Страница 48 из 53
Зима медленно шла к концу. Неожиданно солнечный, теплый день вдруг вновь перегородил по всему штату движение, опять колонны снегоочистителей поползли вдоль обочин, а живительный аромат весны пронизал потеплевший воздух ничуть не хуже, чем это делалось в мае в России. Я как раз выспался, и хотя выпил по обыкновению с утра у себя на кухне крепкий смоляной чай, однако ж зелени в глазах не видел и в этом смысле не отличался ничем от прочих моих сограждан, высыпавших на улицы обычно безлюдного городка. Я прогулял часа три, решив, что транспортный ступор — вполне достаточное оправдание моему отсутствию в издательстве; вкусно пообедал в соседнем мексиканском ресторане, чья кровля была смешно стилизована под сомбреро; погулял еще просто так, зашел к Люку, но не задержался там — у него был наплыв, и он вовсю хозяйничал, обслуживая болтливых покупателей, заполонивших всю лавку, — наконец, вернулся домой и занялся чтением «Смеха во тьме», англоязычного варианта «Камеры-обскуры»: я давно хотел вдумчиво прочесть его. Роман меня увлек, как всегда, замысловатостью слога и балансированием на грани выдумки, порой излишне рискованным, как я, кажется, уже где-то писал. Мне, помню, не раз приходило на ум, что было бы занятно его перевести на русский — коль скоро и так есть русский его аналог, даром что Альбинус (не тот ли опять альбинос?) был явно бледней своего двойника Кречмара. Я стал размышлять о хитросплетении смыслов, неизбежно долженствовавших возникнуть на стыке двух этих книг, рассмотрел (тоже умственным взором) парочку соответствующих мест, незаметно для себя задремал и проснулся уже в полной тьме: смеха в ней правда, не было. Но не было и еще кой-чего: сегодня исполнилось ровно три месяца, вдруг понял я, с тех пор, как Тоня звонила мне в последний раз. Собственно, я давно заметил эти пропуски и объяснял их себе всякий раз как-нибудь на свой лад. Время теперь было во вражде со мной: бессонные ночи все чаще оборачивались днями, которые лучше всего было просто забыть, я легко путался в календаре, и, в общем, Левонский имел все основания быть мной недовольным, если бы он этого хотел. Все было так. Но теперь я с удивлением поймал себя на том, что у меня вдруг сжалось и как-то не в ритм стукнуло сердце при мысли о Тоне. Вот это уже и впрямь было смешно: я был уверен, что с некоторых пор навсегда избавлен по ее поводу хотя бы уж от сердечных невзгод.

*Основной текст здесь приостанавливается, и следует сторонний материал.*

PR #4792, opened 2019-09-03
SSG Test Suite: Fix (all) profile execution when running test suite in rule mode

ggbecker:
#### Description:

- Fix (all) profile execution when running test suite in rule mode.

### DIFF
--- a/tests/ssg_test_suite/oscap.py
+++ b/tests/ssg_test_suite/oscap.py
@@ -113,6 +113,13 @@ def get_result_id_from_arf(arf_path, verbose_path):
     return res_id
 
 
+def single_quote_string(input):
+    result = input
+    for char in "\"'":
+        result = result.replace(char, "")
+    return "'{}'".format(result)
+
+
 def generate_fixes_remotely(formatting, verbose_path):
     command_base = ['oscap', 'xccdf', 'generate', 'fix']
     command_options = [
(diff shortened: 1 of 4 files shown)


tests/ssg_test_suite/rule.py
```diff
@@ -18,7 +18,11 @@
 import data
 
 
-ALL_PROFILE_ID = "(all)"
+# Single quotes are needed because this value is used in
+# a bash environment when running oscap-ssh command line utility.
+# This has been fixed on OpenSCAP side but the fix has not been released yet:
+# https://github.com/OpenSCAP/openscap/pull/1366
```
matejak: ditto to making this revert-friendly.

tests/ssg_test_suite/oscap.py
```diff
@@ -117,7 +117,10 @@ def generate_fixes_remotely(formatting, verbose_path):
     ]
     command_operands = ['/{arf_file}'.format(** formatting)]
     if 'result_id' in formatting:
-        command_options.extend(['--result-id', formatting['result_id']])
+        # sanitize id because when using "(all)" profile the parenthesis
```
matejak: I propose to mark it somehow, so when a fix in `oscap-ssh` is released, these workarounds can be reverted quickly.

tests/ssg_test_suite/rule.py
```diff
@@ -226,7 +230,10 @@ def _test_target(self, target):
 
     def _modify_parameters(self, script, params):
         if self.scenarios_profile:
-            params['profiles'] = [self.scenarios_profile]
```
matejak: Let's tell users to specify the actual virtual profile name, i.e. `(all)`, like that, there won't be any need to treat the string `all` in a special way.

tests/ssg_test_suite/rule.py
```diff
@@ -343,7 +350,8 @@ def perform_rule_check(options):
     checker.scenarios_profile = options.scenarios_profile
     # check if target is a complete profile ID, if not prepend profile prefix
     if (checker.scenarios_profile is not None and
-            not checker.scenarios_profile.startswith(OSCAP_PROFILE)):
+            not checker.scenarios_profile.startswith(OSCAP_PROFILE) and
+            not checker.scenarios_profile.lower() == "all"):
```
matejak: Generally, we don't want to prefix anything to virtual profiles. A simple check could be based on brackets being present only in virtual profiles.

tests/ssg_test_suite/rule.py
ggbecker: done

tests/ssg_test_suite/rule.py
ggbecker: done

tests/ssg_test_suite/rule.py
ggbecker: done

tests/ssg_test_suite/oscap.py
ggbecker: still needed. keeping the change in a nicer way.

matejak:
Great, I can confirm that it works also on the system with quoting fixed in `oscap-ssh`.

Кряхтя, я сполз с дивана, включил лампу и с минуту листал свой блокнот. Потом набрал номер. Автоответчик говорил ее голосом. Но прежде, чем он завершил свой текст, трубку подняли, и я услыхал голос ее мужа. От неожиданности я нажал на рычаг.
Весна кончилась, лето было необычно жарким. Тем легче, конечно, думал я, было объяснить отсутствие звонков — их все не было: каникулы, уик-энды, воды, теплынь, тем паче, что я сам, по настоянию своего врача, лечил испорченный сон именно таким способом.
Сердце больше не шалило, так что я вполне мог оставаться в том своем холодном онемении, которое легко избавляло меня от любых посторонних чувств. Так я пережил новую осень, довольно дождливую и скучную, которую всю посвятил — неизвестно зачем — уборке своего дома. С самого моего приезда в США я все собирался распаковать некоторые узлы (например, архив), но откладывал всякий раз на потом. Теперь же я не только систематизировал и расставил по «норвежским» полкам свою библиотеку, но и, съездив в «Staples», подобрал альбомы под старые и новые свои фотографии, из коих лишь пачку «ню» (мои любовницы a naturel) с трудно передаваемым чувством счастья отправил целиком в камин. Зато Ксюша, оказавшаяся невесть как среди них, но, в отличие от них, в обычном своем домашнем халатике, была мною не только пощажена, но даже вставлена в рамку, специально для того купленную в том же «Staples».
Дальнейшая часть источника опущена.